[[ Given records open ]]
PR #1673, opened 2025-07-19
Properly fix open with menu in KDE

moetayuko:
## Describe your changes
* Use XDG menu scheme from KDE, which is already implicitly introduced by illogical-impulse-kde.
* Set XDG_MENU_PREFIX globally, so kbuildsycoca6 is automatically invoked by /usr/bin/xdg-mime via the pacman hook. Consequently, the manual call can (and should) be removed.

ready


end-4:
funny, i found that earlier solution in an arch linux thread that also contained your solution and didn't read until the end for this better one
thank you

PR #1681, opened 2025-07-20
feat: add option to ignore certain apps in dock

alyingfish:
same as #1303 but for quickshell.

> I have scratchpads and i didn't want them to appear in the dock so i added this
> 
> For example i put
> 
> ```
> "ignoredAppsRegex": ["^kitty-dropterm-.$"],
> ```
> so it will ignore all app clases that match kitty-dropterm-.

### DIFF
--- a/.config/quickshell/ii/modules/dock/DockApps.qml
+++ b/.config/quickshell/ii/modules/dock/DockApps.qml
@@ -59,8 +59,8 @@ Item {
                 }
 
                 // Ignored apps
-                const ignoredAppRegexes = Config.options?.dock.ignoredAppRegexes ?? [];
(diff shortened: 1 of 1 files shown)


.config/quickshell/ii/modules/common/Config.qml
```diff
@@ -160,6 +160,7 @@ Singleton {
                 property bool hoverToReveal: true // When false, only reveals on empty workspace
                 property list<string> pinnedApps: [ // IDs of pinned entries
                     "org.kde.dolphin", "kitty",]
+                property list<string> ignoredAppsRegex: []
```
end-4: it's a list so call it ignoredAppsRegex<ins>es</ins>

PR #1683, opened 2025-07-20
Do not timeout notification if expiration is 0

Alvin-HZ:
## Describe your changes
Makes notifications not timeout if the expiration timeout is 0
Solves https://github.com/end-4/dots-hyprland/issues/1682

Yes


end-4:
so that's why some notifications don't show up at all... thanks

PR #1695, opened 2025-07-22
fix(ai): add the full received message to rawContent (OpenAi format)

Silzinc:
The messages were not preserved and passed to further calls outside of the reasoning part.

## Describe your changes

Append the newContent string to rawContent, just like it is appened to the regular content.

Pretty much I think.


end-4:
thank you

PR #1706, opened 2025-07-23
Add nvidia fixes + splitting

Nouvborne:
idk what to say, it just works tho it looks crappy. feat: weed.


Nouvborne:
task manager doesnt work by default btw, either need to install plasma monitor separately or change it to btop. ill try to work on it later when i sober up.

clsty:
- We're not handling Nvidia things but leave it to the user instead.
- The install script should be idempotent. Such bash code:
  ```bash
  if lsmod | grep -q '^nvidia'; then
  {
    echo "env = LIBVA_DRIVER_NAME,nvidia"
    echo "env = __GLX_VENDOR_LIBRARY_NAME,nvidia"
  } >> ~/.config/hypr/hyprland/env.conf
  fi
  ```
  will produce multiple snippets inside `~/.config/hypr/hyprland/env.conf` when running multiple times, which should be avoided.

Closing.

PR #1718, opened 2025-07-25
Feature: Hyprlock layout indicator

Saint2999:
## Describe your changes

What’s changed:

- Layout indicator in hyprlock.

Result:
Working layout indicator in hyprlock.

I think it's ready.


Vercixx:
I think it would be better if we move the layout indicator above the clock, or to the corner, and enable fade_on_empty back on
[[ Given records closed ]]
Work to be completed
Each entry above is to be duplicated exactly, with nothing left out.

Solution
PR #1673, opened 2025-07-19
Properly fix open with menu in KDE

moetayuko:
## Describe your changes
* Use XDG menu scheme from KDE, which is already implicitly introduced by illogical-impulse-kde.
* Set XDG_MENU_PREFIX globally, so kbuildsycoca6 is automatically invoked by /usr/bin/xdg-mime via the pacman hook. Consequently, the manual call can (and should) be removed.

ready


end-4:
funny, i found that earlier solution in an arch linux thread that also contained your solution and didn't read until the end for this better one
thank you

PR #1681, opened 2025-07-20
feat: add option to ignore certain apps in dock

alyingfish:
same as #1303 but for quickshell.

> I have scratchpads and i didn't want them to appear in the dock so i added this
> 
> For example i put
> 
> ```
> "ignoredAppsRegex": ["^kitty-dropterm-.$"],
> ```
> so it will ignore all app clases that match kitty-dropterm-.

### DIFF
--- a/.config/quickshell/ii/modules/dock/DockApps.qml
+++ b/.config/quickshell/ii/modules/dock/DockApps.qml
@@ -59,8 +59,8 @@ Item {
                 }
 
                 // Ignored apps
-                const ignoredAppRegexes = Config.options?.dock.ignoredAppRegexes ?? [];
(diff shortened: 1 of 1 files shown)


.config/quickshell/ii/modules/common/Config.qml
```diff
@@ -160,6 +160,7 @@ Singleton {
                 property bool hoverToReveal: true // When false, only reveals on empty workspace
                 property list<string> pinnedApps: [ // IDs of pinned entries
                     "org.kde.dolphin", "kitty",]
+                property list<string> ignoredAppsRegex: []
```
end-4: it's a list so call it ignoredAppsRegex<ins>es</ins>

PR #1683, opened 2025-07-20
Do not timeout notification if expiration is 0

Alvin-HZ:
## Describe your changes
Makes notifications not timeout if the expiration timeout is 0
Solves https://github.com/end-4/dots-hyprland/issues/1682

Yes


end-4:
so that's why some notifications don't show up at all... thanks

PR #1695, opened 2025-07-22
fix(ai): add the full received message to rawContent (OpenAi format)

Silzinc:
The messages were not preserved and passed to further calls outside of the reasoning part.

## Describe your changes

Append the newContent string to rawContent, just like it is appened to the regular content.

Pretty much I think.


end-4:
thank you

PR #1706, opened 2025-07-23
Add nvidia fixes + splitting

Nouvborne:
idk what to say, it just works tho it looks crappy. feat: weed.


Nouvborne:
task manager doesnt work by default btw, either need to install plasma monitor separately or change it to btop. ill try to work on it later when i sober up.

clsty:
- We're not handling Nvidia things but leave it to the user instead.
- The install script should be idempotent. Such bash code:
  ```bash
  if lsmod | grep -q '^nvidia'; then
  {
    echo "env = LIBVA_DRIVER_NAME,nvidia"
    echo "env = __GLX_VENDOR_LIBRARY_NAME,nvidia"
  } >> ~/.config/hypr/hyprland/env.conf
  fi
  ```
  will produce multiple snippets inside `~/.config/hypr/hyprland/env.conf` when running multiple times, which should be avoided.

Closing.

PR #1718, opened 2025-07-25
Feature: Hyprlock layout indicator

Saint2999:
## Describe your changes

What’s changed:

- Layout indicator in hyprlock.

Result:
Working layout indicator in hyprlock.

I think it's ready.


Vercixx:
I think it would be better if we move the layout indicator above the clock, or to the corner, and enable fade_on_empty back on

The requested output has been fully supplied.